▶ What you need to do
Working from the entries below, give again each line from the first through the one containing "- [x] Split off each", exactly and with nothing else.

(Saved data entries)

^^^^^^^^

PR #292, opened 2024-04-13
Transactional storage - Tests & RFC

cipherboy:
This adds support for interactive transactions across the backend, physical, and plugin storage levels. This will ultimately allow for greater assurance in secrets management operations built on top of OpenBao.

See the RFC in #296 for more detailed information about the design of this change.

Resolves: #296

----

TODO:

 - [x] Resolve unresolved questions. 
 - [x] Benchmark subsystem performance when using transactions.
 - [x] Implement support for GRPC connected plugins.
 - [x] Expand randomized testing to `logical.Storage`, finish adding remaining layers to the cross-test. 
 - [x] Obey error handling discussed in RFC. 
 - [x] Add transaction concurrency limiting to InMem as well. 
 - [x] Expand `physical`'s `testing.go` to support basic testing of transactions. 
 - [x] ~Add support for disabling transactional storage from the configuration.~
 - [x] ~Update inmem-ha, `sdk/physical/latency.go`, and `sdk/physical/errors.go` to be transactional.~
 - [x] Think about separate raft limit size of transactions. 
 - [x] Rebase after GA and split PRs land.
    - [x] Split off removal of one-shot transactional interface into separate PR. -- #422 
    - [x] Split seal unwrapper removal into separate PR.  -- #423
    - [x] Split off core transaction definitions -- #433
    - [x] Split off each implementation -- #436, #437, #438, #439, #441, #442, and #443.
    - [x] Split off second level implementations (`BarrierView` and `AES-GCM Barrier View`) -- #440, #495
    - [x] Split off GRPC implementation -- #497
    - [x] Split off PKI root CA creation updates -- #498
    - [x] Add RFC text in this PR, merge.

<details>

<summary> Benchmarks </summary>

Without transactions (b56dc9c110b7b4f9170a1148d9febcc9a35cef38):

```
$ vault-benchmark run -config=docs/examples/pki/stored/pki-ed25519.hcl 
2024-07-22T12:28:57.564-0400 [INFO]  vault-benchmark: setting up targets
2024-07-22T12:29:01.596-0400 [INFO]  vault-benchmark: starting benchmarks: duration=30s
2024-07-22T12:29:31.604-0400 [INFO]  vault-benchmark: benchmark complete
Target: http://127.0.0.1:8200
op         count   rate         throughput   mean        95th%       99th%       successRatio
pki_issue  216959  7231.820942  7230.238976  1.363455ms  3.034576ms  5.149475ms  100.00%
```

With transactions (unused):

```
$ vault-benchmark run -config=docs/examples/pki/stored/pki-ed25519.hcl 
2024-07-22T12:27:22.730-0400 [INFO]  vault-benchmark: setting up targets
2024-07-22T12:27:26.775-0400 [INFO]  vault-benchmark: starting benchmarks: duration=30s
2024-07-22T12:27:56.779-0400 [INFO]  vault-benchmark: benchmark complete
Target: http://127.0.0.1:8200
op         count   rate         throughput   mean        95th%       99th%       successRatio
pki_issue  218338  7277.948872  7277.202214  1.356165ms  3.004142ms  4.872949ms  100.00%
```

With transactions (used for PKI issuance):

```
$ vault-benchmark run -config=docs/examples/pki/stored/pki-ed25519.hcl 
2024-07-22T12:33:15.869-0400 [INFO]  vault-benchmark: setting up targets
2024-07-22T12:33:19.896-0400 [INFO]  vault-benchmark: starting benchmarks: duration=30s
2024-07-22T12:33:49.898-0400 [INFO]  vault-benchmark: benchmark complete
Target: http://127.0.0.1:8200
op         count   rate         throughput   mean        95th%       99th%       successRatio
pki_issue  224037  7467.877003  7467.576805  1.318337ms  3.120374ms  5.828247ms  100.00%
```

<details>

<summary> Diff for PKI issuance transactions </summary>

```diff
$ git diff
diff --git a/builtin/logical/pki/path_issue_sign.go b/builtin/logical/pki/path_issue_sign.go
index 8c1a01451..7e554d129 100644
--- a/builtin/logical/pki/path_issue_sign.go
+++ b/builtin/logical/pki/path_issue_sign.go
@@ -388,6 +388,18 @@ func (b *backend) pathIssueSignCert(ctx context.Context, req *logical.Request, d
                return nil, logical.ErrReadOnly
        }
 
+       // If we have a transactional storage backend, let's use it.
+       if txnStorage, ok := req.Storage.(logical.TransactionalStorage); ok {
+               b.Logger().Debug("using transaction for root CA generation")
+               txn, err := txnStorage.BeginTx(ctx)
+               if err != nil {
+                       return nil, err
+               }
+
+               defer txn.Rollback(ctx)
+               req.Storage = txn
+       }
+
        // We prefer the issuer from the role in two cases:
        //
        // 1. On the legacy sign-verbatim paths, as we always provision an issuer
@@ -561,6 +573,14 @@ func (b *backend) pathIssueSignCert(ctx context.Context, req *logical.Request, d
                }
        }
 
+       // Finally, commit our transaction if we have one!
+       if txn, ok := req.Storage.(logical.Transaction); ok {
+               if err := txn.Commit(ctx); err != nil {
+                       return nil, err
+               }
+               resp.AddWarning("cert issued with transactions")
+       }
+
        resp = addWarnings(resp, warnings)
 
        return resp, nil
```

</details>

</details>

### DIFF
--- a/changelog/292.txt
+++ b/changelog/292.txt
@@ -1,0 +1,10 @@
+```release-note:feature
+**Transactional Storage**: Plugin developers can now take advantage of safe
+  storage modification APIs when the underlying physical storage supports
+  them. The `physical.TransactionalBackend` and `logical.TransactionalStorage`
+  types allow developers to begin read-only and writable transactions,
+  committing or rolling back the desired changes.
+```
+```release-note:improvement
+storage/raft: Add support for transactional storage semantics.
+```
--- a/physical/crosstest/cross_test.go
+++ b/physical/crosstest/cross_test.go
@@ -1,0 +1,1255 @@
+// We wish to build a backend cross-testing framework which allows us to find
+// differences in the way various storage interfaces behave. This will also
+// ultimately allow us to compose and stack various layers to ensure we have
+// correct semantics across composition as well.
+//
+// In OpenBao, the following storage layers are used, from lowest to highest:
+//
+//	[disk]
+//	1. A low-level backend, such as raft, file, or inmem. Only the former is
+//	   supported for production use, but inmem is frequently used for dev mode
+//	   and as a part of our test suite.
+//	2. A cache; this caches read operations, avoiding having to round-trip to
+//	   a potentially slow backend over a slow network for repeated reads to
+//	   the same entry.
+//	3. An error validation layer (encoding); this prevents writes with invalid
+//	   keys (non-utf-8 or non-printable characters).
+//	4. Our barrier encryption; this handles all encryption of storage entries.
+//	   At this point, we convert a physical.Backend into a logical.Storage
+//	   interface.
+//	5. A storage view; this restricts the access of the above barrier
+//	   encryption layer to a prefix.
+//	6. A barrier view; this is what is ultimately given to the backends; it
+//	   has a limited interface.
+//	[plugin]
+//
+// In the event of a GRPC-attached plugin, another layer appears as the GRPC
+// client stubs out support to transit storage operations through to the
+// GRPC server, though this isn't tested here.
+package crosstest
+
+import (
+	"context"
+	"encoding/json"
+	"fmt"
+	"io/ioutil"
+	"math/rand"
+	"os"
+	"path/filepath"
+	"strings"
+	"testing"
+
+	"github.com/armon/go-metrics"
+	"github.com/go-test/deep"
+	log "github.com/hashicorp/go-hclog"
+	"github.com/stretchr/testify/require"
+
+	"github.com/openbao/openbao/physical/postgresql"
+	"github.com/openbao/openbao/physical/raft"
+	"github.com/openbao/openbao/sdk/v2/helper/logging"
+	"github.com/openbao/openbao/sdk/v2/physical"
+	"github.com/openbao/openbao/sdk/v2/physical/file"
+	"github.com/openbao/openbao/sdk/v2/physical/inmem"
+)
+
+const (
+	opsLogFile   = "/tmp/openbao-physical-random-ops.json"
+	txOpsLogFile = "/tmp/openbao-physical-random-tx-ops.json"
+	numOps       = 1000
+	numTxOps     = numOps
+)
+
+func Test_ExerciseBackends(t *testing.T) {
+	t.Parallel()
+
+	backends, cleanup := allPhysical(t)
+	defer cleanup()
+
+	exerciseBackends(t, backends)
+
+	// If any were transactions, let's rollback. We can't commit them as
+	// we wrote to the same area of storage in lots of places.
+	for name, backend := range backends {
+		if txn, ok := backend.(physical.Transaction); ok {
+			err := txn.Rollback(context.Background())
+			require.NoError(t, err, "failed to rollback transaction: %v", name)
+		}
+	}
+}
+
+func Test_RandomOpsBackends(t *testing.T) {
+	t.Parallel()
+
+	backends, cleanup := allPhysical(t)
+	defer cleanup()
+
+	ops := getRandomOps(t, numOps, false, 0)
+	// ops := replayOps(t, opsLogFile)
+	executeRandomOps(t, backends, ops)
+}
+
+func Test_RandomOpsTransactionalBackends(t *testing.T) {
+	t.Parallel()
+
+	backends, cleanup := allTransactionalPhysical(t)
+	defer cleanup()
+
+	txLimit := 10
+	ops := getRandomOps(t, numTxOps, true, txLimit)
+	executeRandomTransactionalOps(t, backends, ops, txLimit)
+}
+
+func replayOps(t *testing.T, file string) []*inmem.InmemOp {
+	data, err := os.ReadFile(file)
+	require.NoError(t, err, "error reading operations file")
+
+	var results []*inmem.InmemOp
+	err = json.Unmarshal(data, &results)
+	require.NoError(t, err, "error unmarshaling operations json")
+
+	return results
+}
+
+func Test_ExerciseTransactionalBackends(t *testing.T) {
+	t.Parallel()
+	ctx := context.Background()
+
+	backends, cleanup := allTransactionalPhysical(t)
+	defer cleanup()
+
+	// Create transactions and exercise the backend, rolling them back.
+	txns := make(map[string]physical.Backend, 2*len(backends))
+	for name, backend := range backends {
+		txn, err := backend.BeginTx(ctx)
+		require.NoError(t, err, "failed to create write transaction: %v", name)
+		txns[fmt.Sprintf("%v-tx-rw", name)] = txn
+
+		ro_txn, err := backend.BeginTx(ctx)
+		require.NoError(t, err, "failed to create read-only transaction: %v", name)
+		txns[fmt.Sprintf("%v-tx-ro", name)] = ro_txn
+	}
+
+	exerciseBackends(t, txns)
+
+	for name, txn := range txns {
+		err := txn.(physical.Transaction).Rollback(ctx)
+		require.NoError(t, err, "failed to rollback transaction: %v", name)
+	}
+
+	// Ensure we can do a single read/write transactions and commit them.
+	// This will leave us with an empty state, but potentially entries in
+	// any transaction logs.
+	txns = make(map[string]physical.Backend, len(backends))
+	for name, backend := range backends {
+		txn, err := backend.BeginTx(ctx)
+		require.NoError(t, err, "failed to create write transaction: %v", name)
+		txns[fmt.Sprintf("%v-tx-rw", name)] = txn
+	}
+
+	exerciseBackends(t, txns)
+
+	for name, txn := range txns {
+		err := txn.(physical.Transaction).Commit(ctx)
+		require.NoError(t, err, "failed to commit transaction: %v", name)
+	}
+
+	// Finally, exercise transactions.
+	exerciseTransactions(t, backends)
+}
+
+func getFile(t *testing.T, logger log.Logger) (physical.Backend, func()) {
+	backendPath, err := ioutil.TempDir("", "vault")
+	require.NoError(t, err, "error while creating file storage")
+
+	b, err := file.NewFileBackend(map[string]string{
+		"path": backendPath,
+	}, logger)
+	require.NoError(t, err, "error while initializing file backend")
+
+	return b, func() {
+		os.RemoveAll(backendPath)
+	}
+}
+
+func allPhysical(t *testing.T) (map[string]physical.Backend, func()) {
+	ctx := context.Background()
+	logger := logging.NewVaultLogger(log.Debug)
+	disableTxConf := map[string]string{"disable_transactions": "true"}
+
+	// Basic storage backends.
+
+	// raft, no transaction called on it.
+	prb, raftPureDir := raft.GetRaft(t, true, true)
+
+	// raft
+	rb, raftDir := raft.GetRaft(t, true, true)
+
+	// raft-in-tx
+	//
+	// Inside a raft transaction should behave the same as outside
+	// if it is writable. We are fine to reuse the same raft instance
+	// here as the transaction should not see stuff created after it.
+	rt, err := rb.BeginTx(ctx)
+	require.NoError(t, err, "failed to start raft transaction")
+
+	// file
+	fb, fileCleanup := getFile(t, logger)
+
+	// inmem
+	inm, err := inmem.NewInmem(disableTxConf, logger)
+	require.NoError(t, err, "failed to create in-memory backend")
+
+	// txinmem
+	_txinm, err := inmem.NewInmem(nil, logger)
+	require.NoError(t, err, "failed to create transactional in-memory backend")
+	txinm := _txinm.(physical.TransactionalBackend)
+
+	// txinmem-in-tx
+	txinmtx, err := txinm.BeginTx(ctx)
+	require.NoError(t, err, "failed to start transaction from transactional in-memory backend")
+
+	// postgresql
+	psql, psqlCleanup := postgresql.GetTestPostgreSQLBackend(t, logger)
+
+	// Now compose multiple storage backends together!
+
+	// raft + cache
+	rbc, raftCacheDir := raft.GetRaft(t, true, true)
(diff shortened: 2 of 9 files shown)


command/commands.go
```diff
@@ -145,13 +145,10 @@ var (
 	}
 
 	physicalBackends = map[string]physical.Factory{
-		"file_transactional":     physFile.NewTransactionalFileBackend,
-		"file":                   physFile.NewFileBackend,
-		"inmem_ha":               physInmem.NewInmemHA,
-		"inmem_transactional_ha": physInmem.NewTransactionalInmemHA,
-		"inmem_transactional":    physInmem.NewTransactionalInmem,
```
cipherboy, line 152: Probably need to add this back, now that I added a transactional InMem data store to compare the raft one against.

physical/raft/raft.go
```diff
@@ -1709,21 +1649,41 @@ func (b *RaftBackend) applyLog(ctx context.Context, command *LogData) error {
 		return errors.New("entries on FSM response were empty")
 	}
 
-	for i, logOp := range command.Operations {
-		if logOp.OpType == getOp {
-			fsmEntry := fsmar.EntrySlice[i]
+	if len(command.Operations) < 1 {
```
cipherboy, line 1652: We should expand the tests to handle `raftchunking.ChunkingApply` + transaction interaction.

command/server.go
```diff
@@ -136,12 +135,10 @@ type ServerCommand struct {
 	flagDevSkipInit        bool
 	flagDevThreeNode       bool
 	flagDevFourCluster     bool
-	flagDevTransactional   bool
```
cipherboy, line 139: We should probably add this back, to allow the dev server to use the transactional in-mem backend.

helper/testhelpers/teststorage/teststorage.go
```diff
@@ -31,7 +31,7 @@ import (
 )
 
 func MakeInmemBackend(t testing.T, logger hclog.Logger) *vault.PhysicalBackendBundle {
-	inm, err := inmem.NewTransactionalInmem(nil, logger)
```
cipherboy, line 34: I'd probably revert this again and make transactional the default. We could potentially make this a random switch, to test most backends with either, randomly (emitting a log message to identify it)... But this seems unnecessary, given we can show sufficient equivalence with the randomized testing below.

physical/raft/fsm.go
```diff
@@ -36,6 +36,10 @@ const (
 	putOp
 	restoreCallbackOp
 	getOp
+	verifyReadOp
+	verifyListOp
+	beginTxOp
+	commitTxOp
```
cipherboy, line 42: `beginTxOp` / `commitTxOp` are mostly transaction sentinels for the time being. However, when implementing the single hash method (number 3), we can send the hash type in `beginTxOp` and the final hash in `commitTxOp`. We'll need `verifyReadOp` because while we can re-order any un-modified reads to occur at the end (sending them along in the `commitTxOp` if we wanted fewer operations in the log), we can't avoid sending reads before writes. We'll need `verifyListOp`, because its results can be impacted by writes and we won't necessarily know to compact (or not compact) them, so we'd prefer to keep them in execution order.

physical/raft/fsm.go
```diff
@@ -684,15 +697,18 @@ func (f *FSM) ApplyBatch(logs []*raft.Log) []interface{} {
...
 	}
 
-	err = f.db.Update(func(tx *bolt.Tx) error {
-		b := tx.Bucket(dataBucketName)
-		for _, commandRaw := range commands {
-			entrySlice := make([]*FSMEntry, 0)
+	for _, commandRaw := range commands {
+		inTx := false
+		entrySlice := make([]*FSMEntry, 0)
+		err = f.db.Update(func(tx *bolt.Tx) error {
```
cipherboy, line 703: Worth adding a comment around this re-ordering.

physical/raft/fsm.go
```diff
@@ -684,15 +697,18 @@ func (f *FSM) ApplyBatch(logs []*raft.Log) []interface{} {
...
+			b := tx.Bucket(dataBucketName)
 			switch command := commandRaw.(type) {
 			case *LogData:
 				for _, op := range command.Operations {
 					var err error
 					switch op.OpType {
+					case beginTxOp, commitTxOp:
```
cipherboy, line 710: Probably worth sanity-checking that the first operation is a `beginTxOp` and the last is a `commitTxOp` and we never see these appear anywhere else.

sdk/physical/transactions.go
```diff
@@ -5,149 +5,50 @@ package physical
```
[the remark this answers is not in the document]
cipherboy: I suppose it'd be cleaner if I just deleted the file entirely in that former commit, perhaps creating it as a separate PR, and then start with a clean copyright header here. I'll do that.

physical/raft/transaction.go
```diff
@@ -0,0 +1,605 @@
...
+
+func (b *RaftBackend) newTransaction(ctx context.Context, writable bool) (*RaftTransaction, error) {
+	// Grab a transaction permit pool entry so that we can limit the number of
+	// concurrent transactions. Also grab a read lock in the underlying FSM
+	// to prevent key changes from occurring while a transaction is ongoing.
+	// These will be released when we finish this transaction.
+	b.txnPermitPool.Acquire()
+	b.fsm.l.RLock()
+
+	// All transactions are read-only; this gives us a consistent view of
```
cipherboy, line 166: underlying

physical/raft/transaction.go
```diff
@@ -0,0 +1,605 @@
...
+					OpType: beginTxOp,
+				},
+			},
+		},
+		writable: writable,
+	}, nil
+}
+
+func (t *RaftTransaction) Put(ctx context.Context, entry *physical.Entry) error {
+	if !t.writable {
```
cipherboy, line 189: I guess this doesn't strictly need to be an atomic since it can't be modified, but it'd be good practice to make this consistent.

physical/raft/transaction.go
```diff
@@ -0,0 +1,605 @@
...
+		OpType: putOp,
+		Key:    entry.Key,
+		Value:  entry.Value,
+	})
+
+	return nil
+}
+
+func (t *RaftTransaction) Get(ctx context.Context, key string) (*physical.Entry, error) {
+	t.l.RLock()
```
cipherboy, line 239: This should probably be dropped to a regular mutex, as even for list/read operations, we append to `t.log.Operations`, so we can't necessarily do those in parallel.

physical/raft/transaction.go
```diff
@@ -0,0 +1,605 @@
...
+
+	return nil
+}
+
+func (t *RaftTransaction) List(ctx context.Context, prefix string) ([]string, error) {
+	return t.ListPage(ctx, prefix, "", -1)
+}
+
+// returns (entryName, isFolder, shouldVisit)
+func shouldIncludeEntry(prefix string, after string, key string) (string, bool, bool) {
```
cipherboy, line 338: Probably should include `list` in the name.

physical/raft/transaction.go
```diff
@@ -0,0 +1,605 @@
...
+	// put or delete has occurred in the transaction, it supersedes the
+	// value we would've gotten from the underlying data store. Here however,
+	// we always want to execute the list and remove entries if there have
+	// been writes that affect it.
+	//
+	// This is complex to do efficiently. We might have deleted an entire
+	// subtree that might show up in a list. We could've also added more
+	// entries, such that the list is unnecessary.
+	//
+	// We do this in two steps: perform the underlying list, ignoring results
```
cipherboy, line 370: Comment needs to be updated.

physical/raft/transaction.go
```diff
@@ -0,0 +1,605 @@
...
+	}
+
+	// Now that we have our result, save the operation in the log
+	// for verification. To do so, we hash the results.
+	listParams, contentsHash, err := createListVerificationEntry(prefix, after, limit, keys)
+	if err != nil {
+		return nil, err
+	}
+
+	// Add the read to the verification log, to ensure nobody else has written
```
cipherboy, line 487: read->list

physical/raft/transaction.go
```diff
@@ -0,0 +1,605 @@
...
+		return err
+	}
+
+	// If no writes have occurred, we don't need to send a log to Raft. We
+	// might have conflicted on a verification, but we won't negatively impact
+	// an other writer (due to not causing a conflict ourselves). Our state of
+	// reads were guaranteed to be consistent, so it would be no different than
+	// having executed in a read-only transaction.
+	if !t.writable || !t.haveWritten {
+		// Clear our log and updates, restoring us to an empty state.
```
cipherboy, line 527: This should probably go in the defer; I don't think we'd want to potentially leave this dangling in the event of an error.

physical/raft/transaction.go
```diff
@@ -0,0 +1,605 @@
...
+					OpType: beginTxOp,
+				},
+			},
+		}
+
+		return nil
+	}
+
+	// Append the last log entry, if necessary.
+	if t.log.Operations[len(t.log.Operations)-1].OpType != commitTxOp {
```
cipherboy, line 541: This should never be false based on the one-commit/rollback assumption.

physical/raft/transaction.go
```diff
@@ -0,0 +1,605 @@
...
+
+	return keys, nil
+}
+
+func (t *RaftTransaction) Commit(ctx context.Context) error {
+	t.l.Lock()
+	defer t.l.Unlock()
+
+	if t.haveFinishedTx {
+		return nil
```
cipherboy, line 503: `nil` is not correct, we'd want to make this a transaction reuse error.

sdk/helper/keysutil/encrypted_key_storage.go
```diff
@@ -307,3 +321,169 @@ func (s *encryptedKeyStorage) encryptPath(path string) (string, error) {
...
+}
+
+// List implements the logical.Storage List method, and decrypts all the items
+// in a path prefix. This can only operate on full folder structures so the
+// prefix should end in a "/".
+func (e *eksTransaction) List(ctx context.Context, prefix string) ([]string, error) {
+	return e.ListPage(ctx, prefix, "", -1)
+}
+
+// ListPage implements the logical.Storage List method, and decrypts a subset
```
cipherboy, line 365: Is reusing the LRU bad here? I don't actually think it is: all it does is help with decrypting keys in the underlying list, which means we can drop this implementation and reuse the underlying one instead.

sdk/logical/storage_view.go
```diff
@@ -9,37 +9,74 @@ import (
...
+type StorageViewTransaction interface {
+	Transaction
+	StorageViewCore
 }
 
 var ErrRelativePath = errors.New("relative paths not supported")
 
-func NewStorageView(storage Storage, prefix string) *StorageView {
-	return &StorageView{
+func NewStorageView(storage Storage, prefix string) StorageView {
```
cipherboy, line 39: Since this is called from `SubView`, we need to make sure it also handles `Transaction`, creating a `StorageViewTransaction` instead.

vault/barrier.go
```diff
@@ -161,27 +155,41 @@ type SecurityBarrier interface {
...
 
-	// SecurityBarrier must provide the storage APIs
-	logical.Storage
-
 	// SecurityBarrier must provide the encryption APIs
 	BarrierEncryptor
 }
 
-// BarrierStorage is the storage only interface required for a Barrier.
-type BarrierStorage interface {
```
cipherboy, line 172: `BarrierStorage` was unused and conformed to `logical.Storage`.

vault/barrier_aes_gcm.go
```diff
@@ -93,6 +99,15 @@ type AESGCMBarrier struct {
 	totalLocalEncryptions *atomic.Int64
 }
 
+type TransactionalAESGCMBarrier struct {
+	*AESGCMBarrier
+}
+
+type AESGCMBarrierTransaction struct {
```
cipherboy, line 106: Probably worth a comment here why we deviate from the pattern elsewhere.

vault/sealunwrapper.go
```diff
@@ -1,188 +0,0 @@
-// Copyright (c) HashiCorp, Inc.
-// SPDX-License-Identifier: MPL-2.0
-
-package vault
```
cipherboy, line 4: This removal could be a separate PR as well.

sdk/physical/transactions.go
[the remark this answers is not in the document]
naphelps: That would be what I would do. Keeps things as clean and separate as possible.

command/commands.go
cipherboy: I think I'll leave it off: we probably want inmem to be transactional by default.

physical/raft/raft.go
cipherboy: This works fine, but we'll probably want to run it separately as it blows up the tests a lot to run it frequently.

command/server.go
cipherboy: As above, let's leave it enabled by default instead for dev mode.

physical/raft/transaction.go
cipherboy: I moved these checks inside the lock. We'll need the lock anyways, so there's no point in using an atomic for this as erring early doesn't buy us much.

sdk/logical/storage_view.go
cipherboy: `SubView` more generally is also one of the few storage layers that we'd expect to occur within a transaction. Things like the encrypted storage view (used by K/V plugin) are less likely to occur (as you'd probably wrap the entire outer storage entry). Thus, exposing `Commit`/`Rollback` on the `SubView` directly might be nicer for callers.

cipherboy:
@DanGhita @JanMa I'm inclined to land this with just the tests and the RFCs now and then rework both as necessary, when we're landing PostgreSQL transactions.

However, I still think PostgreSQL transactions should be landed before we do 2.1.0 release.

Thoughts?

DanGhita (approved):

cipherboy:
Thank you @DanGhita and @JanMa for all your reviews!! Merging...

^^^^^^^^

▶ Solved problem
PR #292, opened 2024-04-13
Transactional storage - Tests & RFC

cipherboy:
This adds support for interactive transactions across the backend, physical, and plugin storage levels. This will ultimately allow for greater assurance in secrets management operations built on top of OpenBao.

See the RFC in #296 for more detailed information about the design of this change.

Resolves: #296

----

TODO:

 - [x] Resolve unresolved questions. 
 - [x] Benchmark subsystem performance when using transactions.
 - [x] Implement support for GRPC connected plugins.
 - [x] Expand randomized testing to `logical.Storage`, finish adding remaining layers to the cross-test. 
 - [x] Obey error handling discussed in RFC. 
 - [x] Add transaction concurrency limiting to InMem as well. 
 - [x] Expand `physical`'s `testing.go` to support basic testing of transactions. 
 - [x] ~Add support for disabling transactional storage from the configuration.~
 - [x] ~Update inmem-ha, `sdk/physical/latency.go`, and `sdk/physical/errors.go` to be transactional.~
 - [x] Think about separate raft limit size of transactions. 
 - [x] Rebase after GA and split PRs land.
    - [x] Split off removal of one-shot transactional interface into separate PR. -- #422 
    - [x] Split seal unwrapper removal into separate PR.  -- #423
    - [x] Split off core transaction definitions -- #433
    - [x] Split off each implementation -- #436, #437, #438, #439, #441, #442, and #443.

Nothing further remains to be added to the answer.